Pre-built indexes download automatically on startup. Note that Google Drive has rate limits, so if it refuses to download, try manually from [indexes.tar](https://drive.google.com/file/d/1jILgN1ADgDgUt5EzkUnFMI8xwY2M_XTu/view?usp=sharing).

Extract to `./indexes` in the project root.

For details on the contents of this archive, see [config/api.json](config/api.json) and [config/papers.json](config/papers.json). These are my curated lists of useful libraries and research papers. Feel free to fork and set up your own indexes. See below instructions on how to build the indexes.

## Requirements

Tested on:
- MacBook M1 Max (32GB unified memory)
- Desktop with RTX 3090 Ti (24GB VRAM)

Minimum recommended: 16GB RAM, Python 3.13+. GPU optional but significantly faster.

### Recommended Models

Any Ollama model works, but these are tested:

**General Purpose:**
```bash
ollama pull deepseek-r1:8b     # Balanced
ollama pull deepseek-r1:14b    # High quality
ollama pull deepseek-r1:32b    # Best quality (24GB+)
```

**Code/Technical Docs:**
```bash
ollama pull deepseek-coder-v2:16b
ollama pull deepseek-coder-v2
```

DeepSeek-R1 models include chain-of-thought reasoning.
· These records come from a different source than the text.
PR #2383, opened 2026-03-13
Vectorized version of map_nmg_links_to_rmg_coincident_nodes that returns a dict rather than a pandas dataframe

keckje:
Speeds up map_nmg_links_to_rmg_coincident_nodes and removes pandas operations. Updated syntax of tests to compare expected values to values in a dictionary rather than a pandas dataframe.

## Pull Request Checklist

- [x] A [**news fragment**](https://landlab.csdms.io/development/contribution/#news-entries describing the change has been added

---

## Description

The previous version of map_nmg_links_to_rmg_coincident_nodes iterated over each node and returned a pandas dataframe. This version uses vector operations to process all nodes at once and returns a dict. The pandas dependency is removed from channel_network_grid_tools.py.

---

## Related Issues

 corrects PR 2264


src/landlab/utils/channel_network_grid_tools.py
```diff
@@ -266,9 +265,11 @@ def map_nmg_links_to_rmg_coincident_nodes(
     grid, nmgrid, link_nodes, remove_duplicates=False
 ):
     """Map links of a network model grid to all coincident raster model grid
```
mcflugen, line 267: The first line of the *docstring* should be a one-line description of the function.

src/landlab/utils/channel_network_grid_tools.py
```diff
@@ -278,60 +279,76 @@ def map_nmg_links_to_rmg_coincident_nodes(
...
     -------
 
-    nmg_link_to_rmg_coincident_nodes_mapper: pandas dataframe
-        each row of the dataframe lists the link ID, the coincident node ID, the
-        x and y coordinates and the downstream distance of the coincident node
-        and the drainage area of the link
+    nmg_link_to_rmg_coincident_nodes_mapper: dict
+        each key of the dictionary contains an np.array whose length is equal to the
+        number of coincident nodes. Keys include link ID, coincident node ID,
+        downstream distance of the coincident node, x coordinate of the coicident
```
mcflugen, line 293: Typo: "coincident" instead of "coicident".

src/landlab/utils/channel_network_grid_tools.py
```diff
@@ -278,60 +279,76 @@ def map_nmg_links_to_rmg_coincident_nodes(
...
-    # network model grid links
-    # loop through all links in network model grid to determine raster grid cells
-    # coincident with each link and equivalent distance from upstream (tail) node
-    for linkID, lknd in enumerate(link_nodes):  # for each link in network grid
-
-        x0 = nmgrid.x_of_node[lknd[0]]  # x and y of downstream link node
+    linkIDs_list = []
+    nodes_list = []
+    Xs_list = []
+    Ys_list = []
```
mcflugen, line 300: Use snake case for variable names.
* `linkIDs_list` -> `link_ids_list`
*  `Xs_list` -> `xs_list`
*  `Ys_list` -> `ys_list`

etc.

src/landlab/utils/channel_network_grid_tools.py
```diff
@@ -278,60 +279,76 @@ def map_nmg_links_to_rmg_coincident_nodes(
...
+            )
+        )
+
+    nmg_link_to_rmg_coincident_nodes_mapper = {
+        "linkID": np.concatenate(linkIDs_list),
+        "coincident_node": np.concatenate(nodes_list),
+        "x": np.concatenate(Xs_list),
+        "y": np.concatenate(Ys_list),
+        "coincident_node_downstream_dist": np.concatenate(dists_list),
+        "link_drainage_area": np.concatenate(link_drainage_areas_list),
```
mcflugen, line 340: You've changed these names from `"dist"` and `"drainage_area"`.  Is that ok? It seems like it could break someone's code.

src/landlab/utils/channel_network_grid_tools.py
```diff
@@ -266,9 +265,11 @@ def map_nmg_links_to_rmg_coincident_nodes(
     grid, nmgrid, link_nodes, remove_duplicates=False
 ):
```
mcflugen, line 266: Add type annotations. Maybe something like,
```python
def map_nmg_links_to_rmg_coincident_nodes(
    grid: RasterModelGrid,
    nmgrid: NetworkModelGrid,
    link_nodes: ArrayLike,
    remove_duplicates: bool = False,
) -> dict[str, NDArray]:
```

src/landlab/utils/channel_network_grid_tools.py
```diff
@@ -278,60 +279,76 @@ def map_nmg_links_to_rmg_coincident_nodes(
...
-        if True, when two or more links are coincident with the same node,
-        the node is assigned to the link with the largest drainage area. If False,
-        the node is assigned to each coincident link. The default is False.
+        if True, when two or more links are coincident with the same node, which
+        can occur at stream junctions, the node is assigned to the link with the
+        largest drainage area. If False, the node is assigned to each coincident
+        link. The default is False.
 
     Returns
     -------
```
mcflugen, line 289: Remove the extra blank line.

src/landlab/utils/channel_network_grid_tools.py
```diff
@@ -278,60 +279,76 @@ def map_nmg_links_to_rmg_coincident_nodes(
     link_nodes : np array
         head and tail node of each link
     remove_duplicates : bool
```
mcflugen, line 281: Fix the return types, document all parameters. Descriptions should start with a capital letter.

* `RasterModelGrid` instead of "raster model grid", same with `NetworkModelGrid`
* `array_like` instead of "np array"
* `bool, optional` to indicate an optional parameter

src/landlab/utils/channel_network_grid_tools.py
```diff
@@ -278,60 +279,76 @@ def map_nmg_links_to_rmg_coincident_nodes(
...
 
     """
-    Lxy = []  # list of all nodes and node attributes that coincide with the
-    # network model grid links
-    # loop through all links in network model grid to determine raster grid cells
-    # coincident with each link and equivalent distance from upstream (tail) node
-    for linkID, lknd in enumerate(link_nodes):  # for each link in network grid
-
-        x0 = nmgrid.x_of_node[lknd[0]]  # x and y of downstream link node
+    linkIDs_list = []
```
mcflugen, line 297: Validate `link_nodes` before using it. The following should work,
```python
require_id_array(
    link_nodes,
    shape=("n_links", 2),
    max_id=nmgrid.number_of_nodes - 1,
    bad_id=None,
    name="link_nodes",
)
```

mcflugen (changes requested):
Thanks @keckje! Overall, this looks great. I've requested some changes but nothing major.

src/landlab/utils/channel_network_grid_tools.py
```diff
@@ -278,60 +279,76 @@ def map_nmg_links_to_rmg_coincident_nodes(
...
-                Lxy.append(xy)
-    df = pd.DataFrame(Lxy)
-
-    # if remove_duplicates, remove duplicate node id from link with smaller
-    # contributing area.
+        Xs, Ys, dists = _link_to_points_and_dist(
+            (x0, y0), (x1, y1), number_of_points=1000
+        )
+        dists = dists.max() - dists  # convert to distance from tail node
+        nodes = grid.find_nearest_node((Xs, Ys))
```
mcflugen, line 317: Now that there is a grid-agnostic `find_nearest_node`, you should probably use that for grids that are not `RasterModelGrids`.

src/landlab/utils/channel_network_grid_tools.py
mcflugen, line 264: After you make this grid-agnostic, this function should be renamed. I suggest something simpler like `map_network_links_to_nodes`.

mcflugen (changes requested):

src/landlab/utils/channel_network_grid_tools.py
```diff
@@ -278,60 +279,76 @@ def map_nmg_links_to_rmg_coincident_nodes(
...
+        linkIDs_list.append((np.ones(len(nodes)) * linkID).astype(int))
+        nodes_list.append(nodes)
+        Xs_list.append(grid.node_x[nodes])
+        Ys_list.append(grid.node_y[nodes])
+        dists_list.append(dists[mask])
+        link_drainage_areas_list.append(
+            (np.ones(len(nodes)) * nmgrid.at_link["drainage_area"][linkID]).astype(
+                float
+            )
+        )
```
mcflugen, line 332: This can be expressed more simply as,
```python
link_drainage_areas.append(
    np.full(
        nodes.size,
        nmgrid.at_link["drainage_area"][link_id],
        dtype=float,
    )
)
```

src/landlab/utils/channel_network_grid_tools.py
```diff
@@ -278,60 +279,76 @@ def map_nmg_links_to_rmg_coincident_nodes(
...
+
+    nmg_link_to_rmg_coincident_nodes_mapper = {
```
mcflugen, line 334: Rename. Maybe `network_link_to_nodes`?

mcflugen (changes requested):

src/landlab/utils/channel_network_grid_tools.py
keckje: thanks, I corrected the docstrings of all functions in channel_network_grid_tools

src/landlab/utils/channel_network_grid_tools.py
keckje: corrected, thanks

src/landlab/utils/channel_network_grid_tools.py
keckje: corrected, thanks

src/landlab/utils/channel_network_grid_tools.py
keckje: I think this is fine because these are local variables, but can change if needed

src/landlab/utils/channel_network_grid_tools.py
keckje: I added type annotations to all functions in channel_network_grid_tools that lacked them

src/landlab/utils/channel_network_grid_tools.py
keckje: corrected, thanks

src/landlab/utils/channel_network_grid_tools.py
keckje: corrected, thanks

src/landlab/utils/channel_network_grid_tools.py
keckje: thanks, not sure how do do this correction....would require_id_array be a separate function that is called within map_nmg_links_to_rmg_coincident_nodes?

src/landlab/utils/channel_network_grid_tools.py
keckje: OK, I'll modify this function to use planar.find_nearest_node, thanks

src/landlab/utils/channel_network_grid_tools.py
keckje: Alright, hoping to send the updated version tomorrow morning, thanks for the review

src/landlab/utils/channel_network_grid_tools.py
mcflugen:
```python
from landlab.core.utils import require_id_array
```

keckje: Got it, thanks, I added this validation

src/landlab/utils/channel_network_grid_tools.py
keckje: The function now uses planar.find_nearest_node and passes all tests

src/landlab/utils/channel_network_grid_tools.py
keckje: I changed the name but kept coincident in the name because that is an important distinction between a mapper introduced in the next pull request

src/landlab/utils/channel_network_grid_tools.py
keckje: Thanks, changed it, I always forget about np.full

src/landlab/utils/channel_network_grid_tools.py
keckje: I changed this to "nmg_link_to_coincident_nodes_mapper"....its a little long but keeps "coincident" in the name

src/landlab/utils/channel_network_grid_tools.py
keckje: what do you think about "map_network_links_to_mg_coincident_nodes"? There are a number of mapping functions in channel_network_grid_tools like a network 1 link to network 2 link mapping function. Using a long but descriptive function title may help the user select the right function. "mg" rather than "rmg" indicates a raster or any other cellular-type grid.

mcflugen: I'm not crazy about "mg" because it's an internal shorthand that might not be clear to a user. If you think you need something, I would use "grid".

I think "coindicent nodes" could be confusing since the nodes, in general, do not lie on the links. Maybe `coincident_cells`, but you actually return the nodes associated with those cells, so that would also be confusing. Are you expecting there to be other functions that use a different rule to map links to nodes? Perhaps a base function, `map_network_links_to_grid_nodes(..., method="coincident")` that delegates to specific functions based on the method?

keckje: Alright, thanks, your original suggestion, "map_network_links_to_nodes" is probably best then. I'll modify the other functions to match this naming convention.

Coder-V2 variants are optimized for technical content and work particularly well with programming documentation.

## Building Your Own Indexes

Pre-built indexes cover common libraries, but you can create custom knowledge bases:

**Scrape Documentation:**
```bash
tensor-truth-docs --list          # Show available libraries
tensor-truth-docs pytorch         # Scrape PyTorch docs
```

**Fetch Research Papers:**
```bash
tensor-truth-papers --config ./config/papers.json --category your_category --ids 2301.12345
tensor-truth-papers --rebuild your_category
```

**Build Vector Index:**
```bash
tensor-truth-build --modules module_name
```

## Configuration

This system is configured for personal research workflows with these assumptions:

- ChromaDB for vector storage (persistent, single-process)
- HuggingFace sentence-transformers for embeddings
- BGE cross-encoder models for reranking
- Ollama for local LLM inference
- All processing runs locally

If you need different chunking strategies or retrieval parameters, you'll need to modify the source files. The current setup is tuned for technical documentation and research papers.

## License

MIT License - see [LICENSE](LICENSE) for details.

Built for personal use but released publicly. Provided as-is with no warranty.